ADDRESSES: Comments should be submitted online to: 
[email protected]. Email submissions should be machine-readable 
[pdf, word] and not copy-protected. Submissions should include ``RFC 
Response: Desirable Repository Characteristics'' in the subject line of 
the message.
    Instructions: Response to this RFC is voluntary. Each individual or 
institution is requested to submit only one response. Submission should 
not exceed 5 pages in 12 point or larger font, and should be paginated. 
Responses should include the name and organizational affiliation(s) of 
the person(s) filing the comment. Additionally, to assist in analyzing 
responses, respondents are requested to indicate the primary scientific 
discipline(s) in which they work (e.g., life sciences, physical 
sciences, social sciences) and their role (e.g., researcher, librarian, 
data manager, administrator). Comments containing references, studies, 
research, and other empirical data that are not widely published should 
include copies or electronic links of the referenced materials. 

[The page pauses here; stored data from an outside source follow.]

PR #140, opened 2017-02-23
Thresholds

### LINKED ISSUE #139: CRITICAL: similarity and coverage thresholds are not used in positive mode
Despite the [docs](https://github.com/biocore/deblur/blob/master/deblur/workflow.py#L391-L400), they are not [used](https://github.com/biocore/deblur/blob/master/deblur/workflow.py#L464-L466). 

Even had they been, a coverage threshold of 30% is massively permissive and allows obviously non-reference sequences to filter through. 

Issuing a PR in a moment.

wasade:
Fixes #139. 

A micro release will need to be cut after merge. @mortonjt @RNAer , just FYI as this will need to be reflected in conda, and will impact q2-deblur.

@antgonza @josenavas available for review? 

Do not merge until after a consensus has been met on this PR.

Comments containing profanity, vulgarity, threats, or other 
inappropriate language or content will not be considered.
    Comments submitted in response to this notice are subject to FOIA. 

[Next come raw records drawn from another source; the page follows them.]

PR #146, opened 2017-03-16
replace e-value with bit-score filtering

amnona:
for reference/non-reference hits

### DIFF
--- a/ChangeLog.md
+++ b/ChangeLog.md
@@ -1,5 +1,16 @@
 # deblur changelog
 
+## Version 1.0.2
+
+### Features
+
+### Backward-incompatible changes [stable]
+
+### Performance enhancements
+
+### Bug fixes
+E-value thresholding removed in favor of a bitscore threshold which is scaled based on the length of the query sequence. This is to make each query sequence independent of each other on assessment against the positive filtering database.
+
 ## Version 1.0.1
 
 Official version 1.0.1 Released on 28 February 2017.
--- a/ChangeLog.md
+++ b/ChangeLog.md
@@ -9,7 +9,7 @@
 ### Performance enhancements
 
 ### Bug fixes
-E-value thresholding removed in favor of a bitscore threshold which is scaled based on the length of the query sequence. This is to make each query sequence independent of each other on assessment against the positive filtering database.
+E-value thresholding removed in favor of a bitscore threshold which is scaled based on the length of the query sequence. This is to make each query sequence independent of each other on assessment against the positive filtering database. Please see [PR #146](https://github.com/biocore/deblur/pull/146) for further details.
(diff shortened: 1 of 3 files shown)


wasade:
Thanks! Will pull down in a second

wasade:
Further note, this is additional analysis of the sortmerna benchmarking (see [here](https://github.com/biocore/deblur/issues/139#issuecomment-282143373)).

wasade:
@amnona, small note, can you please bump `__init__.__version__` to `1.0.1-dev0` please? That should have been done already but slipped through on the release.

mortonjt:
👍

deblur/workflow.py
```diff
@@ -427,6 +427,9 @@ def remove_artifacts_seqs(seqs_fp,
         else:
             sim_thresh = 0.65 * 100
 
+    # the minimal average bitscore per nucleotide
+    bitscore_thresh = 0.65
```
ekopylova: can this be a parameter a user can change?

amnona: I think it's better not to have it as a CLI parameter? We have lot's of parameters already, and this is just a convenience function for running SortMeRNA - so if a user wants finer control as to what's considered 16S/not 16S her can run SortMeRNA on all.biom with whatever database/parameters he wants and get the same thing...
But can also add the CLI parameter - not strong opinion - what do others think?

mortonjt: Overall, I think it is a better idea to expose this as a parameter.  

1. If the user wants to tune this threshold, they can
2. Less maintenance burden for us, so that we decide that we don't like this threshold, we don't have to alter the underlying code.

ChangeLog.md
```diff
@@ -1,5 +1,16 @@
...
+## Version 1.0.2
+
+### Features
+
+### Backward-incompatible changes [stable]
+
+### Performance enhancements
+
+### Bug fixes
+E-value thresholding removed in favor of a bitscore threshold which is scaled based on the length of the query sequence. This is to make each query sequence independent of each other on assessment against the positive filtering database.
```
wasade: Please include a link to this pull request

deblur/workflow.py
wasade: There are a lot of parameters which are not exposed. In general, I agree with you @mortonjt and @ekopylova that it would be useful to facilitate exploration in the future but I think it may be easier to do this in a single shot as it would arguably make sense to package the user accessible parameters into an object. In other words, let's not do this now -- can you create an issue about this though?

Also, @mortonjt, if we change it in the future, it's either inline or the default value, so we don't get away from altering code somewhere.

wasade:
Thanks!

Issue #158, opened 2017-10-13
update required vsearch version


gregcaporaso:
The vsearch version that is currently required (2.0.3) has [a bug](https://github.com/torognes/vsearch/issues/201) that is [preventing some functionality from being added to the `q2-vsearch` plugin](https://github.com/qiime2/q2-vsearch/issues/24). It would be helpful if deblur could use a more recent version of vsearch. The vsearch bug was reported to have been fixed in 2.1.1. (I don't think this vsearch bug impacts deblur.)

ElDeveloper:
Closed in #159 though I believe the conda recipe will need to be updated (after a new release is published).

wasade:
@ElDeveloper, can this issue be closed?

ElDeveloper:
I think so.

PR #159, opened 2017-10-17
BLD: setting vsearch req to >= 2.0.3, seems to work with 2.5.0 w/o issue

wasade:
Changelog changes were because entries were going not under 1.0.3-dev


wasade:
Fixes #158

ElDeveloper:
Should the README.md also be updated?

wasade:
Likely, good catch

PR #166, opened 2018-01-17
Update MacOS Matplotlib troubleshooting item

karlrl:
In recent versions of Matplotlib, the [error message is slightly different](https://github.com/matplotlib/matplotlib/commit/cfb196037d5a2cc2d2721ba94eeb5a5f92645ab6) than was in the README. This updated version truncates the message to the first two sentences (which have not changed), and cleans up the formatting slightly.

Responses to this RFC may also be posted, without change, on a Federal 
website. Therefore, we request that no business proprietary 
information, copyrighted information, or personally identifiable 
information (beyond filing name and institution) be submitted in 
response to this RFC.
    In accordance with FAR 15.202(3), responses to this notice are not 
offers and cannot be accepted by the Government to form a binding 
contract. Additionally, those submitting responses are solely 
responsible for all expenses associated with response preparation.

[email protected].



    The Subcommittee on Open Science (SOS) of the National Science and 
Technology Council's Committee on Science (https://www.whitehouse.gov/ostp/nstc/) convenes more than twenty Federal departments and agencies 
(hereafter ``agencies'') that support research and development (R&D). 

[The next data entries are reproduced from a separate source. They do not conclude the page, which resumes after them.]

PR #167, opened 2018-01-19
Improve execution time

karlrl:
Using [Pysam](https://github.com/pysam-developers/pysam) (which wraps [htslib](http://www.htslib.org/)) speeds up the sequence trimming step by a good amount (~50x). This changeset switches from using `skbio.read()` to using `pysam.FastxFile()` and makes a few other changes to accommodate the `FastxFile()` requirement that the file be passed as a path (or stdin), not a Python file-like object.

As an example of the speedup, processing a ~50k FASTA file took 65s with `skbio.read()` and 1.4.s with `pysam.FastxFile()`.

### DIFF
--- a/.travis.yml
+++ b/.travis.yml
@@ -11,7 +11,7 @@ before_install:
 install:
   - conda create --yes -n env_name python=$PYTHON_VERSION pip numpy scipy nose flake8 h5py
   - source activate env_name
-  - conda install --yes -c bioconda "VSEARCH>=2.0.3" MAFFT=7.310 SortMeRNA=2.0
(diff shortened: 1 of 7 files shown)


karlrl:
The flake8 problems are addressed as part of #166. I'm happy to cherry-pick that here if the other PR is rejected.

wasade:
Sorry for the delayed response on this. While this could improve execution time for one aspect of the pipeline, the trimming component is not a dominant piece of the runtime. I'm concerned about adopting a complex dependency without stronger evidence of its need (and note trimming can be performed prior to deblur execution).

PR #168, opened 2018-01-23
fix lower case nucleotides

sjanssen2:
added a unit test to check that all deblurred fragments are all upper case


sjanssen2:
currently, it is supposed to fail, since this is not a fix only a test that detects the issue

sjanssen2:
I think what needs to be done is enforcing upper case for sequences in https://github.com/biocore/deblur/blob/a10f1b568b9467bdeb53f6a6d895a33e15cb5b94/deblur/workflow.py#L676

sjanssen2:
@antgonza @josenavas @mortonjt could you review please?

sjanssen2:
@tkosciol interested in a review :-)

deblur/workflow.py
```diff
@@ -720,13 +720,14 @@ def create_otu_table(output_fp, deblurred_list,
...
         for chead, cseq in sequence_generator(cfilename):
+            cseq = cseq.upper()
             if cseq not in seqdict:
                 seqdict[cseq] = len(seqlist)
                 seqlist.append(cseq)
             cseqidx = seqdict[cseq]
             cfreq = float(sizeregexp.search(chead).group(0))
             try:
-                obs[cseqidx, csampidx] = cfreq
+                obs[cseqidx, csampidx] += cfreq
```
mortonjt: Not clear to me what's going on here ...

sjanssen2: Amnon is composing the deblur count table from single counts per sample per feature. Since we might have the situation that we have counts for one sample for feature "ACUGA" with let's say 10 reads and also 5 reads for feature "ACUGa" we need to make sure that those reads are added up to be 15.
Thus, the same obs[cseqidx, csampidx] can be updated several times.

sjanssen2:
@antgonza forgot to change the title :-/

PR #177, opened 2018-07-14
BUGFIX: 1E9 as float, and fixing the unit tests

amnona:
BUGFIX
in recent python versions, 1E9 (which is used as the number of rows in the sparse matrix converted to biom) is treated as float rather than int, causing the allocation to fail
Also, unit testing expects in the output fasta to have "size=XXX;" whereas deblur now gives "size=XXX" (without the trailing ";"). Fixed the unit test.


amnona:
fixed the changelog :)
ready for merge

amnona:
fixed version to 1.0.4-dev and corresponding changelog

It aims to advance open science and foster implementation of agency 
Public Access Plans that were developed in response to the 2013 White 
House Office of Science and Technology Policy (OSTP) memorandum 
entitled ``Increasing Access to the Results of Federally Funded 
Scientific Research'' that called for improved access to data and 
publications resulting from Federally funded R&D. [For more information 
on agency Public Access Plans, see https://www.cendi.gov/projects/Public_Access_Plans_US_Fed_Agencies.html. For more explanation 
regarding Federally funded research data, see 2 CFR 200.315(e)(3).] One 
goal of the Subcommittee's efforts is to improve the consistency of 
guidelines and best practices that agencies provide about the long-term 
preservation of data from Federally funded research, including suitable 
repositories for preserving and providing access to such data, 
considering agency missions, best practices, and relevant standards. 
According to OMB Circular A-81, section 200.315, ``Research data means 
the recorded factual material commonly accepted in the scientific 
community as necessary to validate research findings, but not any of 
the following: preliminary analyses, drafts of scientific papers, plans 
for future research, peer reviews, or communications with colleagues.'' 
[See: https://www.federalregister.gov/documents/2013/12/26/2013-30465/uniform-administrative-requirements-cost-principles-and-audit-requirements-for-federal-awards#sec-200-315.] These efforts are 
consistent with and supportive of other Administration priorities, such 
as the Federal Data Strategy and its associated set of Practices to 
leverage data as a strategic asset [For more information on Federal 
Data Strategy Practices, see https://strategy.data.gov/practices/].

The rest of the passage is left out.